We will stroll back toward the train station together as the sun sets, as the reds remaining in the sky tint the brick beside us, like stern church wine, like the gravid shadows that haunted Mr. Rembrandt.

We will awaken at 4:30am in order to take Menna to the Schiphol Airport. We will stand in line with cheerful Europeans on holiday, and we will make our farewells in front of the chambers of airport security. I will watch her unpacking her bag into the bins for the security apparatus. She will be flying soon. I will have spent a day alone in our apartment before she arrives.

Outside the lonely apartment, summer carries on with unabated charm. My summer will consist of long runs. I’ll soak up the sun. I’ll enjoy the waters of the river that way. I’ll enjoy the parks. My autumn training is starting. I have a race in Den Haag. I have a race in Eindhoven.

Menna and I have had our summer. We have visited the beach at Scheveningen, diving into the cold waters and learning how to swim again, lying on our beach towels. Menna is afraid of the sun. She thinks she will burn. She thinks she will be too dark. I’m laughing at her.

We have visited Paris when the sun was hottest.

Sunday, July 06, 2014

Travelogue 567 – July 6
The Cup


The people in orange are dancing. There might be a light rain falling, but they are dancing. Menna wants to scream. She lets out a shrill whoop into the night. It’s well after midnight. An ambulance with blue flashing lights speeds past. But the street is blocked ahead, cars lined up in the road, honking their horns. In the intersection, the people in orange are dancing.

We are laughing at them. The people in orange were on TV, too, and they were acting just like people in orange. ‘That’s exactly what they’re like,’ Menna cries. This match was method, so different from yesterday’s between South American titans, in which passion was preferred to method. Tonight, passing and stubborn possession took precedence. The chances came, several shots were magically repelled by the woodwork, and the extra periods passed without score. In the final minutes, the brilliant chieftain replaced the man in front of the goal.

Then they turned out, the men in orange, with dispassion in their eyes, and while the opposition gathered in a stormy circle of intent and affirmation, the men in orange stood by. When it came time to shoot, each one walked directly to the position, placed the ball, and with no hesitation at all charged the ball and shot. Each ball entered. Cold, the men in orange! When the new man at the net repelled the second ball from the opposition, the game was won.

There’s a grim single-mindedness to the performance of the Dutch in this World Cup. They demonstrate no hopes for glory. They were never favorites. They came in with a young team, with no explicit expectation to reach the final game, like they did four years ago. They arrived with only the heart and mind of the grand new chieftain, Mr. Van Gaal. They arrived with the power and impetuousness of Arjen, the nearest embodiment of Dutch passion. Van Gaal has coached Arjen at Munich. After the World Cup, the chieftain will be moving on to Manchester United.
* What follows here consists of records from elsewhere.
PR #775, opened 2026-06-03
Add support for refreshable JWT access tokens

zvonand:
Now the Client object only accepts a static string containing a token. However, sometimes (e.g. for longer-running programs) this may not be enough. Now, you have to externally check whether an auth failure happened (i.e. when a token expired) and feed a new token to the client. After this change, the client will try to use the `token_provider` callable if authentication failed. This happens at most once: if the new token also fails -- the error will be surfaced.

## Summary
Support a callable token provider with auto-refresh on auth failure

## Checklist

### DIFF
--- a/clickhouse_connect/driver/asyncclient.py
+++ b/clickhouse_connect/driver/asyncclient.py
@@ -2035,6 +2035,8 @@ class AsyncClient(Client):
                         response.close()
                         continue
                 if self._token_provider and not auth_retried and response.headers.get(ex_header) == auth_failed_ex_code:
+                    if retry_body is None and not (data is None or isinstance(data, (bytes, bytearray, str, dict))):
+                        await self._error_handler(response)  # non-replayable body, surface the auth error instead of retrying
                     auth_retried = True
                     self.set_access_token(await self._resolve_token())
                     req_headers["Authorization"] = self.headers["Authorization"]
--- a/clickhouse_connect/driver/asyncclient.py
+++ b/clickhouse_connect/driver/asyncclient.py
@@ -2,6 +2,7 @@ from __future__ import annotations
 
 import asyncio
 import gzip
+import inspect
 import io
 import json
 import logging
@@ -60,6 +61,7 @@ from clickhouse_connect.driver.transform import NativeTransform
 logger = logging.getLogger(__name__)
 columns_only_re = re.compile(r"LIMIT 0\s*$", re.IGNORECASE)
 ex_header = "X-ClickHouse-Exception-Code"
+auth_failed_ex_code = "516"  # ClickHouse AUTHENTICATION_FAILED
 ex_tag_header = "X-ClickHouse-Exception-Tag"
 
 if "br" in available_compression:
@@ -197,6 +199,7 @@ class AsyncClient(Client):
         password: str | None = None,
         database: str | None = None,
         access_token: str | None = None,
+        token_provider: Callable[[], str | Awaitable[str]] | None = None,
         compress: bool | str = True,
         connect_timeout: int = 10,
         send_receive_timeout: int = 300,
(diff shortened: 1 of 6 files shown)


clickhouse_connect/driver/httpclient.py
```diff
@@ -606,6 +612,14 @@ def _raw_request(
...
                     self._error_handler(response, True)
                 logger.debug("Retrying requests with status code %d", response.status)
+            elif self._token_provider and not auth_retried and response.headers.get(ex_header) == auth_failed_ex_code:
+                auth_retried = True
+                self.set_access_token(self._token_provider())
+                headers["Authorization"] = self.headers["Authorization"]
+                if retry_body is not None:
+                    kwargs["body"] = retry_body()
+                response.close()
+                logger.debug("Refreshing access token after authentication failure")
```
joe-clickhouse, line 625: This will retry after refreshing the token but it never checks if the body can actually be resent again. On inserts, an `insert_block` can be a generator or a file-like object and if the body was already consumed before the 516 comes back, the retry will send and empty or partial body which the server will accept just fine, erroneously leaving the user thinking the data was correctly inserted. We should follow the pattern just above here in the connection-error path where it retries only when `retry_body` is set or is replayable otherwise it raises the error. Something like:

```suggestion
            elif self._token_provider and not auth_retried and response.headers.get(ex_header) == auth_failed_ex_code:
                body = kwargs.get("body")
                if retry_body is None and not (body is None or isinstance(body, (bytes, bytearray, str))):
                    self._error_handler(response)  # non-replayable body, surface the auth error instead of retrying
                auth_retried = True
                self.set_access_token(self._token_provider())
                headers["Authorization"] = self.headers["Authorization"]
                if retry_body is not None:
                    kwargs["body"] = retry_body()
                response.close()
                logger.debug("Refreshing access token after authentication failure")
```

clickhouse_connect/driver/asyncclient.py
```diff
@@ -2018,6 +2034,15 @@ async def _raw_request(
...
                         continue
+                if self._token_provider and not auth_retried and response.headers.get(ex_header) == auth_failed_ex_code:
+                    auth_retried = True
+                    self.set_access_token(await self._resolve_token())
+                    req_headers["Authorization"] = self.headers["Authorization"]
+                    if retry_body is not None:
+                        data = await retry_body()
+                    logger.debug("Refreshing access token after authentication failure")
+                    response.close()
+                    continue
```
joe-clickhouse, line 2049: Same body-replay problem exists here.

```suggestion
                if self._token_provider and not auth_retried and response.headers.get(ex_header) == auth_failed_ex_code:
                    if retry_body is None and not (data is None or isinstance(data, (bytes, bytearray, str, dict))):
                        await self._error_handler(response)  # non-replayable body, surface the auth error instead of retrying
                    auth_retried = True
                    self.set_access_token(await self._resolve_token())
                    req_headers["Authorization"] = self.headers["Authorization"]
                    if retry_body is not None:
                        data = await retry_body()
                    logger.debug("Refreshing access token after authentication failure")
                    response.close()
                    continue
```

joe-clickhouse (commented):
Hi @zvonand. Looks good overall. I left a couple of inline comments around the insert retry path resending a body that may already be consumed.

One other thing worth noting in this implementation is that on the async client the token provider can be hit concurrently. E.g. if several requests are in flight when the token expires they each get a 516 and each calls the provider on its own since there's no lock around the refresh. For a cheap or local provider that's fine but for one that hits an IdP over the network, it's a burst of duplicate refreshes, and if that endpoint rate limits it could translate into failed requests. The sync client is one request per instance so it doesn't have this issue.

I think this is pretty narrow so I don't think we need to change anything here in this PR but a single `asyncio.Lock` around the refresh would coalesce it to one call if we want it later. You can do that here if you want or I think it's at least worth a line in the docstring saying the provider may be invoked concurrently and is assumed to be safe to get called that way.

zvonand:
> You can do that here if you want or I think it's at least worth a line in the docstring saying the provider may be invoked concurrently and is assumed to be safe to get called that way.

I added a note, thanks for the review!
I think the current behavior is correct: let the the user worry about his callable being parallel-safe, not us.

Also, adding a simple lock in our code can become a bottleneck in some cases (maybe user wants to handle this differently in his code?)

joe-clickhouse (approved):
@zvonand looks good. I added some unit tests and fixed an issue with the dbapi path. Thanks!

‘They’re so tough,’ says Menna. ‘That’s what I have to deal with every day! That!’ She points at the TV with both amusement and horror. Yes, that’s the Dutch way, the frank stare and the unyielding attitude. When and if they lose, they will clear the field with the same matter-of-fact manner. ‘They were better,’ they will say, if it comes to that. But, until they lose, they will show up on time and ready for quiet and dedicated work.

We need fresh air. We need some blood flow in the limbs. We have been sitting in front of the TV too long. There was the Argentina game, with our neighbors Belgium. There was a movie starring Tommy Lee, and then there was Holland’s unblinking show-down for their place in the final four.

It’s after midnight. The air is alive with car horns and fireworks. The people in orange are dancing in the streets. Menna wants to scream. I say, of course you do, and her whoop echoes from the faces of the apartment buildings lining our street.